At the house, after Bertie takes a bath, he sees Jeeves, who says he has attended to the matter. To protect Bingo, Jeeves convinced Filmer that it was Bertie who set his boat adrift. At first Bertie is insulted, but changes his mind when Jeeves says that Aunt Agatha intended to make Bertie become Filmer's secretary. Jeeves suggests that Bertie avoid his aunt by climbing down a waterpipe outside a window. Jeeves will have a car waiting nearby. Bertie looks at Jeeves reverently, and follows his plan.

==Style==

Wodehouse occasionally uses a transferred epithet, especially an adjective modifying a noun rather than the corresponding adverb modifying the verb of the sentence. This occurs with the word "moody" in the following quote from the story: "He uncovered the fragrant eggs and I pronged a moody forkful."

According to Wodehouse scholar Kristin Thompson, when Jeeves does or says something unusual and it is not explained later, it may be a cue to the reader that he has manipulated events in ways that Bertie, the narrator, is not aware of. Thompson suggests that Jeeves may have used his "informal conversation" with Thomas to encourage him to maroon Filmer on the island, in order to ultimately discredit Bertie with Filmer so Bertie would not become Filmer's secretary. Later, when telling Bertie about Thomas's plan to maroon Filmer, Jeeves seems unconcerned and distracts Bertie by calling his attention to his badly knotted tie (not "the perfect butterfly effect").

Whether or not Jeeves manipulated events to this extent, he does make a remark at the end which Bertie fails to understand but can be understood by the reader. He explains to Bertie why he told Filmer that Bertie had marooned him on the island: "I had scarcely left you when the solution of the affair presented itself to me. It was a remark of Mr Filmer's that gave me the idea." This is a subtle reference to what Filmer said when he assumed Thomas was the one who marooned him: "He has a grudge against me. And it is the sort of thing only a boy, or one who is practically an imbecile, would have thought of doing." The phrase "practically an imbecile" presumably gave Jeeves the idea to blame his employer.

==Publication history==
"Jeeves and the Impending Doom" was illustrated by Charles Crombie in the Strand and by Wallace Morgan in Liberty.

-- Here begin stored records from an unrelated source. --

PR #312, opened 2019-02-21
Enable gVisor Runtime (WIP)

postables:
The introduction of [pull/311](https://github.com/RTradeLtd/Temporal/pull/311) introduces a potential security risk, this PR is to address that, my enabling the sandbox of the API docker container to use the gvisor runtime.

## :rocket: Changes
* Update makefile to download, and configure basic gvisor runtime for docker
* Add target to makefile to set docker daemon to use runsc as the default runtime

## :warning: Breaking Changes
None


postables:
@bobheadxi any idea how we can go about enbaling the `runsc` runtime for `temporal.yml`?

postables:
Looks like we can set `runsc` as the default runtime:
https://stackoverflow.com/questions/47465696/how-do-i-specify-nvidia-runtime-from-docker-compose-yml

.gitignore
```diff
@@ -7,3 +7,5 @@
 tmp
 
 \.vscode/
+
+runsc\.sha512
```
bobheadxi: why not `wget` this file into `tmp` so we don't need to have it lying around in root?

setup/configs/docker/README.md
```diff
@@ -0,0 +1,6 @@
+# docker
+
+Configuration files for docker
+
+`daemon.json` is docker daemon setup for basic gvisor runtime usage
+`daemon_passthrough.json` is the same as `daemon.json` but configured to allow network passthrough as the risk of reduced isolation
```
bobheadxi:
```suggestion
`daemon_passthrough.json` is the same as `daemon.json` but configured to allow network passthrough at the risk of reduced isolation
```

perhaps just specify that this is done through using host network mode, "network passthrough" seemed a little confusing (ie rename this `daemon_hostnetwork.json`)

postables:
yes, I think even if this unzip api call for directory uploads isn't used (after i've been thinking about it longer I'm a little skeptical of using it), gvisor is a pretty good thing to implement since Temporal handles a lot of user uploaded data.

Makefile
```diff
@@ -142,6 +147,17 @@ release-docker: docker
 	@docker push rtradetech/temporal:$(TEMPORALVERSION)
 	@echo "===================          done           ==================="
 
+# download and setup gvisor runtime
+.PHONY: gvisor
+gvisor:
+	wget https://storage.googleapis.com/gvisor/releases/nightly/latest/runsc -O /tmp/runsc
```
bobheadxi: `./tmp` is what i was thinking 😋general rule of thumb, try not to fiddle with root-level directories

bobheadxi: (since `./tmp` is in `gitignore`)

postables: hah good point :man_facepalming:

PR #313, opened 2019-02-22
Fix Krab In Development And Add Proper Resiliency

postables:
Krab wasn't working in development environment due to opening up two grpc connections to same server from same host, also there wasn't any true resiliency as a failure to store/get krab from a single instnace would abort processing

## :rocket: Changes
* only instantiate backup krab in non dev mode
* only invoke backup krab commands in non dev mode
* when publishing an IPNS record and failing to retrieve key from primary krab, try backup, if backup fails abort

## :warning: Breaking Changes
None


queue/queue.go
```diff
@@ -111,7 +111,8 @@ func (qm *Manager) declareQueue() error {
 // ConsumeMessages is used to consume messages that are sent to the queue
 // Question, do we really want to ack messages that fail to be processed?
 // Perhaps the error was temporary, and we allow it to be retried?
-func (qm *Manager) ConsumeMessages(ctx context.Context, wg *sync.WaitGroup, db *gorm.DB, cfg *config.TemporalConfig) error {
+func (qm *Manager) ConsumeMessages(ctx context.Context, wg *sync.WaitGroup, db *gorm.DB, cfg *config.TemporalConfig, dev bool) error {
```
bobheadxi: why is this per-`ConsumeMessages`? why cant it be set as part of `Manager`?

postables: good point what would be simpler

PR #315, opened 2019-02-25
Add Stripe Payments

postables:
* Allow purchasing credits with stripe
* ~First set of refactor to API tests~ postpone test refactors to additional pr

## :rocket: Changes
* Adds a stripe payment api call
* stripe-go dependency added

## :warning: Breaking Changes
* None


api/v2/api.go
```diff
@@ -433,6 +433,10 @@ func (api *API) setupRoutes() error {
 			eth.POST("/request", api.RequestSignedPaymentMessage)
 			eth.POST("/confirm", api.ConfirmETHPayment)
 		}
+		stripe := payments.Group("/stripe")
+		{
+			stripe.POST("/charge", api.stripeCharge)
```
bobheadxi: is there a reason where the payments are:

* dash -> create
* eth -> request
* stripe -> charge

why not:

```
/payments/charge/${method}
```

postables: Yes:

ethereum for example is a two step process:
1) you need to `request` a signed message
2) submit the signed message to a smart contract and `confirm` it

dash involves `create`ing a payment forward with https://chainrider.io/ in the future dash payment methods will allow for reusable payment forward ids, which may end up having a call like `dash/reuse`.

Additionally I want to have the payment methods grouped by type, as each method might have different management/usability functions which aren't necessary related to different ones. For example with stripe you are placing a `charge` on a credit card.

bobheadxi: I see - it seemed like a missed opportunity to build an abstraction, but I suppose if we're aiming to keep it low level then this is alright

postables: Depending on how the payment system evolves it could definitely be revamped in the future when an eventual breaking change has to happen.

postables:
@bobheadxi I'm looking to *finally* get the API test refactor done. Can you take a look at the tests in `routes_rtfs_test.go` and let me know how they look? If they've got your approval, I'm going to continue with the refactor.

postables:
test refactoring was more involved than i expected it to be, and is being done in a separate branch https://github.com/RTradeLtd/Temporal/tree/tests/refactor

postables:
broke this branch pretty badly due to some overly eager test refactoring, opening up a new pr

PR #325, opened 2019-03-20
Fix Timeouts When Virus Scanning Directory Uploads

postables:
When uploading a zipped file of a significant size, clamd would timeout and fail.

## :rocket: Changes
* Adjust connection and cmd timeouts for the clamd utility in Temporal
* Make sure to adjust settings on clamd configuration server side

## :warning: Breaking Changes
None

### DIFF
--- a/api/v2/routes_rtfs.go
+++ b/api/v2/routes_rtfs.go
@@ -354,7 +354,7 @@ func (api *API) uploadDirectory(c *gin.Context) {
 	if err := z.Close(); err != nil {
 		// remove file if this fails
 		os.Remove(destPathZip)
-		api.LogError(c, err, err.Error())(http.StatusInternalServerError)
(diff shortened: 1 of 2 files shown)


api/v2/routes_rtfs.go
```diff
@@ -354,7 +354,7 @@ func (api *API) uploadDirectory(c *gin.Context) {
 	if err := z.Close(); err != nil {
 		// remove file if this fails
 		os.Remove(destPathZip)
-		Fail(c, err)
+		api.LogError(c, err, err.Error())(http.StatusInternalServerError)
```
bobheadxi: it might be safe to *not* return an error here - it's not relevant to the user whether the file was removed serverside, and we'll see the error in our logs

postables: I returned a generic error message, I don't think we can avoid aborting processing here, since it would mean that we aren't closing the read handler we have on the zip file.

PR #326, opened 2019-04-06
TEM-157: scaffold v3 structure, implement authentication

bobheadxi:

This is the first step of the Temporal API v3 project, and lays out:

* RPC definition (at https://github.com/RTradeLtd/sdk)
* structure for service implementation (see `AuthService` and stubs for the other services)
* structure for dependency interfaces (see `interfaces.go`)
* middleware, context values, etc.

## :rocket: Changes

* set up scripts, directories, packages, etc. for the v3 API
* implement `AuthService`

## :warning: Breaking Changes

none, hopefully


bobheadxi:
@postables seems like there is an unrelated test failing - https://travis-ci.com/RTradeLtd/Temporal/builds/107309679#L624, any idea why?

postables:
@bobheadxi that test is failing due to an out-of-date IPFS Cluster version. Looks like the test environment is using [`v0.8.0`](https://github.com/RTradeLtd/testenv/blob/174a3ea4e855fb41c844f95b68843c9259f28484/docker-compose.yml#L21) when it needs to be at `0.10.0`

api/v3/auth.go
```diff
@@ -0,0 +1,612 @@
...
+		}); err != nil {
+			l.Errorw("failed to send email to queue",
+				"error", err)
+			return nil, grpc.Errorf(codes.Internal, eh.QueuePublishError)
+		}
+		return &auth.Empty{}, nil
+
+	case auth.RecoverReq_USERNAME:
+		if err := a.emails.PublishMessage(queue.EmailSend{
+			Subject:     "TEMPORAL User Name Reminder",
```
postables: I think we should probably rename these instances of `TEMPORAL` to `Temporal`

api/v3/auth.go
```diff
@@ -0,0 +1,612 @@
...
+func (a *AuthService) Register(ctx context.Context, req *auth.RegisterReq) (*auth.User, error) {
+	var (
+		email = req.GetEmailAddress()
+		user  = req.GetCredentials().GetUsername()
+		pw    = req.GetCredentials().GetPassword()
+		l     = a.l.With("user", user, "email", email)
+	)
+
+	// validate email
+	if strings.ContainsRune(email, '+') {
```
postables: This reminds me as well, we should probably also validate the email is valid as well. The inability to use a `+` was due to email catch-all routing, but I've noticed people signing up with emails like `username.............` so if we get repeated sequences of a `.` its probably safe to deem the email as invalid as someone either typo'd or is just being a troll

Basically the validation rules are:
* No usage of catch-all routing (+)
* No trailing periods (ie, `username.@example.org`, `username..........@example.org`)

api/v3/auth.go
```diff
@@ -0,0 +1,612 @@
...
+
+	// streamInterceptor handles all incoming stream RPC requests
+	streamInterceptor = func(
+		srv interface{},
+		stream grpc.ServerStream,
+		info *grpc.StreamServerInfo,
+		handler grpc.StreamHandler,
+	) (err error) {
+		if v, found := exclude[info.FullMethod]; !v && !found {
+			a.l.Debugw("requested RPC is an exception - skipping authentication",
```
postables: What is this doing, and to what does it apply to? looks like a good place to add a quick explainer comment

api/v3/auth.go
bobheadxi: Did the above, and also implement a basic domain verification - see 5d52f34

api/v3/auth.go
bobheadxi: 8b80cc4 - please let me know if this doens't clarify it! The tests also demonstrate what is going on:

https://sourcegraph.com/github.com/RTradeLtd/Temporal@api/v3/prototype/-/blob/api/v3/auth_test.go#L913:57

api/v3/auth.go
bobheadxi: a2be798

bobheadxi:
> @bobheadxi that test is failing due to an out-of-date IPFS Cluster version. Looks like the test environment is using v0.8.0 when it needs to be at 0.10.0

seems strange, when did we upgrade? https://github.com/RTradeLtd/testenv/blob/master/docker-compose.yml#L21 was never updated

postables:
@bobheadxi whoops that was my mistake, I updated testenv but forgot to merge https://github.com/RTradeLtd/testenv/tree/ipfs-cluster

api/v3/auth.go
postables: Looks great!

api/v3/auth.go
postables: Excellent :ok_hand:

api/v3/auth.go
postables: :fire:

bobheadxi:
update on this:

* [ ] gateway needs some work and refactoring
* [ ] need to make sure everything can get up and running

PR #328, opened 2019-04-09
User Management For Private Networks And Access Restrictions

postables:
If a user was authorized to access a private network they could invoke destructive commands such as destroying the network. Additionally, you were unable to modify authorized users after the network is created.

Needs [database/33](https://github.com/RTradeLtd/database/pull/33) to be merged first

## :rocket: Changes
* Add API call to add+remove user(s) to/from network access list
* Restrict all network management commands to be access by the owner only
* Allow for setting multiple owners

### DIFF
--- a/api/v2/routes_rtfsp_management.go
+++ b/api/v2/routes_rtfsp_management.go
@@ -103,31 +103,14 @@ func (api *API) startIPFSPrivateNetwork(c *gin.Context) {
 	}
 	logger := api.l.With("user", username, "network_name", networkName)
 	logger.Info("private ipfs network start requested")
-	// get all networks user has access too
-	networks, err := api.um.GetPrivateIPFSNetworksForUser(username)
+	// verify admin access to network
+	network, err := api.nm.GetNetworkByName(networkName)
 	if err != nil {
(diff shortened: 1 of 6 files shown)


api/v2/routes_rtfsp_management.go
```diff
@@ -354,3 +301,174 @@ func (api *API) getAuthorizedPrivateNetworks(c *gin.Context) {
...
+			api.LogError(c, err, "failed to update network for user")(http.StatusInternalServerError)
+			return
+		}
+	}
+	Respond(c, http.StatusOK, gin.H{"response": "authorized user list updated"})
+}
+
+// removeUsersFromNetwork is used to remove a user from being able
+// to access a network.
+func (api *API) removeUsersFromNetwork(c *gin.Context) {
```
bobheadxi: `api` exposes a huge number of functions 😱 

something I'm hoping to change with V3! but for now all good 🚀

postables: Agreed haha, that's one of the things I'm looking forward to about the V3 API you're working on :D

PR #333, opened 2019-05-15
Enable Bitcoin Cash Payments (WIP)

postables:

Enables BCH as a supported crypto payment method. This will also lay 75% of the foundation needed to accept BTC as a supported crypto payment method, so it is essentially killing 2 birds with one stone.

## :rocket: Changes

* Enable coinmarketcap price lookups of BCH
* Remove function `validateBlockchain` that was only being used in a test within the v2 api.

## :warning: Breaking Changes

None


postables:
In order to successfully handle payments, each payment creation will need to use a unique address. This will involve leveraging `bchwallet` to create handle management of a bchwallet.

postables:
Strange, the test build I did for RC1 didnt seem to pickup the API calls for BCH

postables:
Current method of generating an address for payment can be better optimized. See [this](https://github.com/gcash/bchwallet/issues/41) issue for more information

Issue #365, opened 2019-09-16
2 critical issues requesting POST DOWNLOAD API endpoint with native fetch or xhr javascript browser


chisNaN:
2 critical issues requesting POST DOWNLOAD API endpoint with native fetch or xhr javascript browser

**1) First problem concerns this endpoint url https://api.temporal.cloud/v2/ipfs/utils/download/**

fetching this url (with a valid token) and using the code from the official source available here
https://gateway.temporal.cloud/ipns/docs.api.temporal.cloud/ipfs.html#get-uploads

will return an ERR_CONTENT_LENGTH_MISMATCH 200 (OK)
(with nevertheless a 200 ok status)

but the Fetch will fail without the possibility to retrieve the blob

**2) As a "random empirical" workaround i saw a part of the official api doc where one could fetch the same endpoint thru a specific port 6767**

https://api.temporal.cloud:6767/v2/ipfs/utils/download/
in the private network session available here

https://gateway.temporal.cloud/ipns/docs.api.temporal.cloud/ipfs.html#post-download-file

it worked during a time but now it is constantly returning the following CORS errors reject:

_"has been blocked by CORS policy: Response to preflight request doesn't pass access control check: No 'Access-Control-Allow-Origin' header is present on the requested resource. If an opaque response serves your needs, set the request's mode to 'no-cors' to fetch the resource with CORS disabled."_

I am pretty sure this time you will be able to reproduce the same bugs

Thanks again for your reactivity and effort in the ipfs nodes

ps: I have never had any problem with the add (upload) endpoint

postables:
#1 is a known issue with the work around being what you're doing in step 2. I thought I updated the docs with this but I must've not pushed the update I'll do that. 

#2 you say 'in the private network session' what do you mean by this? Private networks should never be used with `api.temporal.cloud` since they are unsupported in production.

 Can you please provide sample code to trigger the issue in #2

chisNaN:
THanks again for your reactivity

- Ok for point 1
- For point 2 i mean, in order to find this specific port 6767
I had to go in this path of the documentation
/ **Private** network usage / Post download file

I think this part of the api will need more diagnose because when i woke up this morning
it started to work again for the following browsers:

- chrome and firefox under macOS and Android

Nevertheless

- it works "randomly" with opera
- it has never worked under safari macos
(on safari it always end with a TypeError: connection lost)
**- it has also never worked for any browsers under IOS and this is very annoying IMO**

[...]

PR #366, opened 2019-09-18
cors fix 

postables:
Our CORS middleware was having some issues, in part not correctly handling injection of the CORS header. Closes https://github.com/RTradeLtd/Temporal/issues/365

## :rocket: Changes
* Switches CORS middleware to `rs/cors` and ensure we appropriately whitelist all needed headers, and methods.
* Enables go1.13

## :warning: Breaking Changes
None


go.mod
```diff
@@ -41,7 +41,6 @@ require (
 	github.com/ipfs/go-ipfs v0.4.22 // indirect
 	github.com/ipfs/go-ipfs-addr v0.0.1
 	github.com/ipfs/go-path v0.0.7
-	github.com/ipfs/go-peertaskqueue v0.0.5-0.20190704154349-f09820a0a5b6 // indirect
```
xiegeo: Also at line 32 `github.com/gin-contrib/cors v1.3.0` shouldn't be imported anymore, right?

postables: yea, had to tidy some dependencies.

chisNaN:
Thanks for your reactivity and efforts.
Nevertheless i dont know **if it has to be reopened**
It is stable on chrome, firefox macos and android
**but still not working on safari macos and neither browsers on ios**

I have made this test page on netlify so you can check with any user agent.
https://temporal-cloud-download.netlify.com
You just need to pass a valid token in the url like this 

`/?token=bla`

This page show in html the javascript code behind in case of

:bulb: For the moment i stick with the proxify solution which is working with all browsers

The American edition of a collection of Wodehouse stories, The Weekend-End Wodehouse, published in 1939 by Doubleday, included the story. The story appeared in Selected Stories by P. G. Wodehouse, a 1958 collection of Wodehouse stories published by The Modern Library, and in The Most of Wodehouse, a 1960 collection of Wodehouse stories published by Simon and Schuster. It was also featured in the 1983 collection P. G. Wodehouse Short Stories, which was illustrated by George Adamson and published by The Folio Society. The collection A Wodehouse Bestiary, a 1985 omnibus of Wodehouse stories involving animals, featured "Jeeves and the Impending Doom".

The story was included in the 1932 anthology London Omnibus published by Doubleday, and in the 1940 anthology Modern Humour published by J. M. Dent & Sons.

==Adaptations==

An episode of The World of Wooster adapted the story. The episode, titled "Jeeves and the Impending Doom", was the fourth episode of the third series. It was originally broadcast in the UK on 27 October 1967.

This story was not adapted into any Jeeves and Wooster episode.